EXERCISE AIM :: Search each line below for the word "clicked" and list those that contain it.

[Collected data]
───
PR #1282, opened 2024-09-07
Fix ecvt/fcvt issues w.r.t. value==0 and ndigit==0

GabrielRavier:
Before this commit, cosmopolitan had some issues with handling arguments
of 0 and signs, such as returning an incorrect sign when the input value
== -0.0, and incorrectly handling ndigit == 0 on fcvt (ndigit determines
the amount of digits *after* the radix character on fcvt, thus the parts
before it still must be outputted before fcvt's job is completely done).

This patch fixes these issues, and adds tests with corresponding inputs.

### DIFF
--- a/libc/stdio/ecvt.c
+++ b/libc/stdio/ecvt.c
@@ -22,6 +22,7 @@
 │ Materiel Command, USAF, under agreement number F39502-99-1-0512.             │
 │ SUCH DAMAGE.                                                                 │
 ╚─────────────────────────────────────────────────────────────────────────────*/
+#include "libc/math.h"
 #include "libc/mem/mem.h"
 #include "libc/runtime/runtime.h"
 #include "libc/str/str.h"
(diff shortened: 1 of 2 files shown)


jart (approved):
These functions aren't part of the C standard anymore. I agree it's worth it to have them be more correct and consistent with glibc. What you discovered is also a bug in OpenbSD. I recommend sending them a patch, so they'll know Cosmo is helping them. It's also a bug in Apple Libc. OTOH FreeBSD has removed these APIs.

GabrielRavier:
w.r.t. glibc consistency I was actually only really trying to make changes that I could back up with a reasonable interpretation of POSIX-2004 (i.e. discarding cases that are either deliberately implementation defined (e.g. `*decpt` can be 0 or 1 when `value == 0`) or UB (e.g. `ndigit < 0` seems to be UB)) but if you think it'd be better to try to make it behave exactly like glibc I could also do that (well, *exactly* like glibc would be going clearly too far though, given glibc's implementation is actually buggy in some respects: https://sourceware.org/bugzilla/show_bug.cgi?id=29556)

GabrielRavier:
I'll also try to make a bug report to OpenBSD (though that'll take a bit given I'll want to setup an OpenBSD VM to do it "properly") but do you know how to report bugs to Apple for libc at all ? (if there's a way to do that, especially given I don't have any Apple computer in the first place...)

PR #1283, opened 2024-09-07
Fix printf-family long double prec/rounding issues

GabrielRavier:
Currently, in cosmopolitan, there is no handling of the current rounding
mode for long double conversions, such that round-to-nearest gets always
used, regardless of the current rounding mode. %Le also improperly calls
gdtoa with a too small precision (which led to relatively similar bugs).

This patch fixes these issues, in particular by modifying the FPI object
passed to gdtoa such that it is modifiable (so that __fmt can adjust its
rounding field to correspond to FLT_ROUNDS (note that this is not needed
for dtoa, which checks FLT_ROUNDS directly)) and ors STRTOG_Neg into the
kind field in both of the __fmt_dfpbits and __fmt_ldfpbits functions, as
the gdtoa function also depends on it to be able to accurately round any
negative arguments. The change to kind also requires a few other changes
to make sure kind's upper bits (which include STRTOG_Neg) are masked off
when attempting to only examine the lower bits' value. Furthermore, this
patch also makes exactly one change in gdtoa, which appears to be needed
to fix rounding issues with FE_TOWARDZERO (this seems like a gdtoa bug).

The patch also adds a few tests for these issues, along with also taking
the opportunity to clean up some of the previous tests to do the asserts
in the right order (i.e. with the first argument as the expected result,
and the second one being used as the value that it is compared against).

### DIFF
--- a/libc/stdio/fmt.c
+++ b/libc/stdio/fmt.c
@@ -53,6 +53,7 @@
 #include "libc/math.h"
 #include "libc/mem/mem.h"
 #include "libc/mem/reverse.internal.h"
+#include "libc/runtime/fenv.h"
 #include "libc/runtime/internal.h"
 #include "libc/serialize.h"
 #include "libc/str/str.h"
@@ -90,7 +91,7 @@
 
 struct FPBits {
   uint32_t bits[4];
-  const FPI *fpi;
+  FPI fpi;
   int sign;
   int ex;  // exponent
   int kind;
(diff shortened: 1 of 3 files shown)


jart (approved):
Heck yes! We pay a heavy cost for generalized dtoa. It's nice to know we're getting the benefits of full generality. One of these days I'm hoping I'll discover a use case for these other rounding modes. When that day comes, it makes me happy I can count on cosmo more to work, thanks to this change.

PR #1284, opened 2024-09-08
Fix rare corner case in ntspawn.c

jeromew:
There could be cases when libc/proc/describefds.c calls calloc(handlecount, ..) with handlecount = 0
to initialize  what will later become opt_lpExplicitHandleList. But calloc(0, ..) does not always return null
according to https://learn.microsoft.com/ka-ge/cpp/c-runtime-library/reference/calloc?view=msvc-140

> In the Microsoft implementation, if number or size is zero, calloc returns a pointer to an allocated block
> of non-zero size. An attempt to read or write through the returned pointer leads to undefined behavior.

If the chosen conditional is a->opt_lpExplicitHandleList then UpdateProcThreadAttribute is called and
produces a Windows error. The modification avoids this problem.

### DIFF
--- a/libc/calls/ntspawn.c
+++ b/libc/calls/ntspawn.c
@@ -166,7 +166,7 @@ static textwindows int ntspawn2(struct NtSpawnArgs *a, struct SpawnBlock *sb) {
         alist, 0, kNtProcThreadAttributeParentProcess, &a->opt_hParentProcess,
         sizeof(a->opt_hParentProcess), 0, 0);
   }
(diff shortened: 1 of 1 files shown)


jart (approved):
Good eye. LGTM. Please confirm the edit I made to your PR is correct, then I'll merge.

jeromew:
LGTM. I should have spotted this. Thanks for the review

jart:
Commit message edited to follow project style.

- first line should be 50 characters or fewer
- paragraphs must be justified to exactly 72 characters without inserting extra spaces

PR #246, opened 2019-08-23
feat(reactstrap-validation-date): added back ranges prop

GoPro16:
Adds `ranges` prop back.

- fix(reactstrap-validation-date): derived state from props was not implemented so the value prop was only valid on mount.
- refactor(icon): forwards ref to html element in the case of a ref being passed in

Trying to find a way to test those presets but no dice atm.

### DIFF
--- a/packages/reactstrap-validation-date/src/AvDateRange.js
+++ b/packages/reactstrap-validation-date/src/AvDateRange.js
@@ -17,6 +17,10 @@ import { isOutsideRange, limitPropType, isSameDay } from './utils';
 let count = 0;
 
 const relativeRanges = {
+  Today: {
+    startDate: now => now,
+    endDate: now => now,
+  },
   'Last 7 Days': {
     startDate: now => now.add(-6, 'd'),
     endDate: now => now,
@@ -24,10 +28,6 @@ const relativeRanges = {
   'Last 30 Days': {
     startDate: now => now.add(-29, 'd'),
     endDate: now => now,
-  },
-  'Last Calendar Month': {
-    startDate: now => now.startOf('month').add(-1, 'M'),
-    endDate: now => now.startOf('month').add(-1, 'd'),
   },
   'Last 120 Days': {
     startDate: now => now.add(-119, 'd'),
@@ -55,7 +55,11 @@ export default class AvDateRange extends Component {
     max: limitPropType,
     min: limitPropType,
     distance: PropTypes.object,
-    ranges: PropTypes.oneOfType([PropTypes.array, PropTypes.object]),
+    ranges: PropTypes.oneOfType([
+      PropTypes.bool,
+      PropTypes.array,
+      PropTypes.object,
+    ]),
     onPickerFocusChange: PropTypes.func,
     defaultValues: PropTypes.object,
     calendarIcon: PropTypes.node,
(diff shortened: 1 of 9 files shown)


robmcguinness:
Could you explain why this is a breaking change?

GoPro16:
Its adds a new UI element as the default that people may not want back. The ranges prop was originally omitted when we made the breaking change to v3 but now it should be another breaking change to v4 since its adding it back in.

Default: 
Screen Shot 2019-08-23 at 8 39 25 AM

robmcguinness:
Can we make it not the default and allow userland to enable the feature? I would prefer no breaking changes.

robmcguinness:
Also the first option should be `today`. I would probably git rid of `last calendar month` option but maybe others can chime in.

GoPro16:
Those ranges I put in are exactly what they were previously before we made the switch. I agree with your suggestion on removing the calendar month and adding `Today`.

I can make a change to where they are no breaking but I think we should at least include `ranges` as a boolean and if its true just include the default presets.

For some reason the netlify preview is not working properly. When running locally I am not having any issues.

robmcguinness:
>  I can make a change to where they are no breaking but I think we should at least include ranges as a boolean and if its true just include the default presets.

yes please. also it would be wild if `relativeRanges` could be passed in as well. maybe in future release

GoPro16:
> yes please. also it would be wild if `relativeRanges` could be passed in as well. maybe in future release

You can already pass in your own ranges. Its just not documented even from the previous version.

GoPro16:
@robmcguinness can you re-run the netlify build? I fixed the build issue but doesn't seem to be updating the preview.

robmcguinness:
docs deployed

packages/reactstrap-validation-date/src/AvDateRange.js
```diff
@@ -296,7 +343,10 @@ export default class AvDateRange extends Component {
       this.props.end.name
     ).getViewValue();
 
-    if (start && end) {
+    const hasStart = start && start !== '';
```
nylon22, line 346: empty strings are falsy so the second condition will never get hit if it is an empty string. so i think line 349 can just be:
```js
if (start && end)
```

packages/reactstrap-validation-date/src/AvDateRange.js
```diff
@@ -348,13 +401,84 @@ export default class AvDateRange extends Component {
...
     }
 
     return true;
   };
 
+  renderDateRanges = () => {
+    const { ranges: propsRanges } = this.props;
+    const { startValue, endValue, format } = this.state;
+
+    console.log('propsRanges', propsRanges);
```
nylon22: let's remove

packages/reactstrap-validation-date/src/AvDateRange.js
GoPro16: Hmmm, for some reason though if you didn't do this and you ran the build on the `docs`. It would actually not work properly and the validation would fail.

Steps to replicate:
- checkout ee00a6b4e04de95f3c9e377625f91dbc2b4691cd
- `npm run build:docs`
- open `index.html` file in the `docs` build folder at the root
- click a start date and the error logic will kick in incorrectly

packages/reactstrap-validation-date/src/AvDateRange.js
GoPro16: Hmmm, wondering why the linter didn't blow up on this.

https://github.com/Availity/availity-react/pull/246/commits/d86a3fd4598313595f0d82fb7048b57375962d26

packages/reactstrap-validation-date/src/AvDateRange.js
GoPro16: This is wild.
OG Function:
```js
  requireStartIfEnd = () => {
    const start = this.context.FormCtrl.getInput(
      this.props.start.name
    ).getViewValue();

    // We want the view value so not calling from args
    const end =
      (this.context.FormCtrl.getInput(this.props.end.name) &&
      this.context.FormCtrl.getInput(this.props.end.name).getViewValue());


    return (!start && end) ? 'Both start and end date are required.': true;
  };

```
Transpiled code:
```js
AvDateRange_defineProperty(AvDateRange_assertThisInitialized(_this), "requireStartIfEnd", function() {
                    var start = _this.context.FormCtrl.getInput(_this.props.start.name).getViewValue()
                      , end = _this.context.FormCtrl.getInput(_this.props.end.name) && 
                       _this.context.FormCtrl.getInput(_this.props.end.name).getViewValue();
                    return start || !end || "Both start and end date are required."
  }),
```

It returns the start date if there is one instead of the truthy value of it in that func. Transpiled code is invalid. So that workaround I put in makes it transpile correctly.

TheSharpieOne: It must assume that things which are "not"ed are booleans 🤷‍♂.

PR #250, opened 2019-09-03
fix(reactstrap-validation-select): use valueKey for newly created opt…

chrishavekost:
When the `creatable` prop is true, this fixes hardcoded `value` for cases where the `AvSelect` component is using a `valueKey`.

### DIFF
--- a/packages/reactstrap-validation-select/AvSelect.js
+++ b/packages/reactstrap-validation-select/AvSelect.js
@@ -16,9 +16,9 @@ const {
   ClearIndicator,
 } = reactSelectComponents;
 
-const createOption = (label, labelkey = 'label') => ({
-  [labelkey]: label,
-  value: label.toLowerCase().replace(/\W/g, ''),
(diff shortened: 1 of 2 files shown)


packages/reactstrap-validation-select/AvSelect.js
```diff
@@ -16,9 +16,9 @@ const {
   ClearIndicator,
 } = reactSelectComponents;
 
-const createOption = (label, labelkey = 'label') => ({
-  [labelkey]: label,
-  value: label.toLowerCase().replace(/\W/g, ''),
+const createOption = (label, labelKey = 'label', valueKey = 'value') => ({
+  [labelKey]: label,
+  [valueKey]: label.toLowerCase().replace(/\W/g, ''),
```
GoPro16, line 21: Can we add a quick test that has `creatable` and a custom `valueKey` to make sure this will work properly for future updates.

PR #269, opened 2019-09-13
style(docs): add missing perenth

VolodymyrPliuta:


GoPro16:
We need to remove links from all the summers as they don’t render properly. Instead if they are useful they should go somewhere else on the current page

VolodymyrPliuta:
good point

PR #277, opened 2019-09-16
Fix/date range same day

nylon22:
for `date` and `reactstrap-validation-date`, allows the same day to be selected as the start and the end date by leveraging the `minimumNights` prop from `react-dates`.  In `date`, it is overridable due to `datepickerProps`.


robmcguinness:
this should already be supported. @GoPro16 can you validate?

jordan-a-young:
I tried the story book example earlier today, and it was not. I have also
experienced the bug in development.

robmcguinness:
strange. one of the features request that was recently fixed was same day selection along with presets. I thought both were already solved.

robmcguinness:
i remember now: the `ranges` had the ability to select same day which is not the same as this fix. 

image

mea culpa.

robmcguinness:
i fixed the build previews. I think we are missing `minimumNights` from the knobs.

GoPro16:
> i fixed the build previews. I think we are missing `minimumNights` from the knobs.

We can also include this in the knobs or just make a note about it since its just a date picker prop that we set the default use case for.

adrian-santos:
Looks good. Thanks @nylon22

PR #280, opened 2019-09-18
Fixes Typescript Definitions For Label Props

### LINKED ISSUE #279: AvSelectField | Label Ts Def Type should be of Type String or ReactType
https://github.com/Availity/availity-react/blob/720859d6e3569d8b5ea5918616bd07a7dfe04a3d/packages/reactstrap-validation-select/AvSelectField.d.ts#L2

GoPro16:
fixes #279

### DIFF
--- a/packages/date/typings/DateField.d.ts
+++ b/packages/date/typings/DateField.d.ts
@@ -2,7 +2,7 @@ import * as React from 'react';
 import { DateProps } from './Date';
 
 export interface DateFieldProps extends DateProps {
-  label?: string;
+  label?: React.ReactNode;
 }
 
 declare class DateField extends React.Component<DateFieldProps> {}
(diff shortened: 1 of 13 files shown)


jordan-a-young:
While we are updating types, can we allow the label prop to be a string or
a react component?

Not sure if these updates do that or not as my TypeScript is weak.

GoPro16:
> While we are updating types, can we allow the label prop to be a string or a react component? Not sure if these updates do that or not as my TypeScript is weak.

Yeah its doing that. Essentially the `|` operator is an OR statement. So its `ReactType` or `String`

djejaquino:
@chrishavekost Actually `React.ReactType` is parameterized with any type, which I believe is `props` definition. `React.ElementType` should be used instead though.

GoPro16:
Correct way to do it is `React.ReactNode`.

https://codesandbox.io/s/still-cloud-c41j8

PR #285, opened 2019-09-19
Updated AvSelectFieldProps to extend AvSelectProps

### LINKED ISSUE #284: Typescript Definitions | Update reactstrap-validation-select to extend base types
Looking at `@availity/reactstrap-validation-select` we are not properly extending the base `AvSelect` Props in the `AvSelectField` and same for the reosurce select.

However, `@availity/select` is doing this correct so we can checkout how its doing it there and copy the same logic over.

djejaquino:
This is needed when working on Typescript web apps

closes #284


djejaquino:
@GoPro16 on a hurry to get this done, I force pushed amend. Hope that is ok

PR #286, opened 2019-09-20
fix(hooks): moved region fetching into useEffect, and added trycatch to handle errors

jordan-a-young:


packages/hooks/src/useCurrentRegion.js
```diff
@@ -2,26 +2,37 @@ import { useState, useEffect } from 'react';
...
+          setCurrentRegion({
+            code: response.data.regions[0].id,
+            value: response.data.regions[0].value,
+          });
+        }
+      } catch (error_) {
+        if (!ignore) setError(error_);
+      }
+
+      setLoading(false);
```
GoPro16, line 27: Just as a suggestion, we can add a `finally` block here that assures the `setLoading` happens after the `try/catch`. Otherwise LGTM

PR #287, opened 2019-09-20
chore(upload): updated peer dependency for react-dropzone

jordan-a-young:
I don't think we need all of the possible peer dependencies for `react-dropzone`, but I did not want to break any existing functionality just to fix a warning. I can update if needed.

### DIFF
--- a/packages/upload/package.json
+++ b/packages/upload/package.json
@@ -26,7 +26,7 @@
     "lodash.map": "4.6.0",
     "react": "^16.8.0",
     "react-dom": "^16.8.0",
-    "react-dropzone": "^7.0.1",
+    "react-dropzone": "^10.0.0 ||^9.0.0 ||^8.0.0 ||^7.0.1",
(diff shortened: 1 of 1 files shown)


packages/upload/package.json
```diff
@@ -26,7 +26,7 @@
     "lodash.map": "4.6.0",
     "react": "^16.8.0",
     "react-dom": "^16.8.0",
-    "react-dropzone": "^7.0.1",
+    "react-dropzone": "^10.0.0 ||^9.0.0 ||^8.0.0 ||^7.0.1",
```
GoPro16, line 29: Did `^>=7.0.1` not work?

jordan-a-young: I didn't realize I could use that syntax to be honest

GoPro16: Yeah something like: https://github.com/Availity/availity-react/blob/f9d07a08e0f4f2b5aab7762650aef29280345482/packages/authorize/package.json#L35

PR #259, opened 2019-09-06
refactor(docs): update docs to use gatsby theme WIP

nylon22:
TODOS
- [x] Squash the typos
- [x] Make sure all props match the `PropTypes` definition in the components
- [x] Get usage examples working
- [x] Standardize format
- [x] Proofread. (eg switch past/future tense to present tense for clarity/conciseness). A lot of the descriptions are difficult to read.
- [x] Update plop template for new packages to account for switch to gatsby

closes #251

PR #300, opened 2019-09-24
add infinite scroll to pagination package

### LINKED ISSUE #276: Create infinite scroll component in @availity/pagination
Should be able to reuse Pagination provider and Pagination content. Probably needs

- `infiniteScroll` prop to infinitely scroll instead of showing pagination controls. 
- `<AvResourceInfiniteScroll />` export

nylon22:
closes #276 

[Commit](https://github.com/Availity/availity-react/pull/259/commits/9ec4394e9fd3fbd8d9fe7c0da4d3681092f04410) with updated documentation in [this PR](https://github.com/Availity/availity-react/pull/259) to avoid merge conflicts

Uses https://github.com/ankeetmaini/react-infinite-scroll-component#readme


GoPro16:
Awesome component! I just added a button only available on focus to load more items if the user is using a screen reader.

However, I wonder if we can go a step further and make sure the next item is autofocused instead of focusing the load more button after being clicked.

From what I can tell the only way to do that is to ensure the `Component` prop that gets rendered in the `PaginationContent` accepts an `innerRef` prop that can be used to forward the ref to the focusable element

nylon22:
> Awesome component! I just added a button only available on focus to load more items if the user is using a screen reader.
> 
> However, I wonder if we can go a step further and make sure the next item is autofocused instead of focusing the load more button after being clicked.
> 
> From what I can tell the only way to do that is to ensure the `Component` prop that gets rendered in the `PaginationContent` accepts an `innerRef` prop that can be used to forward the ref to the focusable element

See 728da95d841757ff521b73da5bf14cfdb818641b

I believe `jsdom` has a bug that prevents us from getting a true test for this: https://github.com/testing-library/react-testing-library/issues/276

GoPro16 (approved):
> I believe `jsdom` has a bug that prevents us from getting a true test for this: [testing-library/react-testing-library#276](https://github.com/testing-library/react-testing-library/issues/276)

We can leave that comment there for FIXME and if we find an alternative or someone creates a fix we can update the test. Just from looking at the storybook preview its all working properly focusing the next element.

PR #302, opened 2019-09-26
feat(date): changed DateField and DateRangeField to allow using nodes for the label prop

stevenviar:


packages/date/src/DateField.js
```diff
@@ -6,15 +6,19 @@ import Date from './Date';
 
 const DateField = ({ name, label, ...props }) => (
   <FormGroup for={name}>
-    {label && <Label for={name}>{label}</Label>}
+    {label && typeof label === 'string' ? (
```
GoPro16: Looks like we missed some extra label attr spreading when adding in the new form library components.

The label type should look like the one linked below like reactstrap validation date:

https://github.com/Availity/availity-react/blob/master/packages/reactstrap-validation-date/src/AvDateRangeField.js#L129-L138

packages/date/src/DateRangeField.js
```diff
@@ -6,15 +6,19 @@ import DateRange from './DateRange';
 
 const DateRangeField = ({ name, label, ...props }) => (
   <FormGroup for={name}>
-    {label && <Label for={name}>{label}</Label>}
+    {label && typeof label === 'string' ? (
```
GoPro16: Same thing for this field to have the proper label attrs and children.

stevenviar:
Also, I noticed some of the tests for DateRange are failing today because it's trying to select the sibling to the current day on the calendar but it's the last day of the month.

GoPro16:
> Also, I noticed some of the tests for DateRange are failing today because it's trying to select the sibling to the current day on the calendar but it's the last day of the month.

Interesting. Maybe we can modify it to get the previous sibling if the next doesn't exist or refactor how we are just picking the date as a whole.

PR #306, opened 2019-09-30
feat(date): added additional attributes to the label for DateField and DateRangeField

stevenviar:
Creating this again because I messed the other one up rebasing...

### DIFF
--- a/packages/date/typings/DateField.d.ts
+++ b/packages/date/typings/DateField.d.ts
@@ -3,6 +3,9 @@ import { DateProps } from './Date';
 
 export interface DateFieldProps extends DateProps {
   label?: React.ReactNode;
───
RESPONSE TO THE EXERCISE ::
However, I wonder if we can go a step further and make sure the next item is autofocused instead of focusing the load more button after being clicked.
> However, I wonder if we can go a step further and make sure the next item is autofocused instead of focusing the load more button after being clicked.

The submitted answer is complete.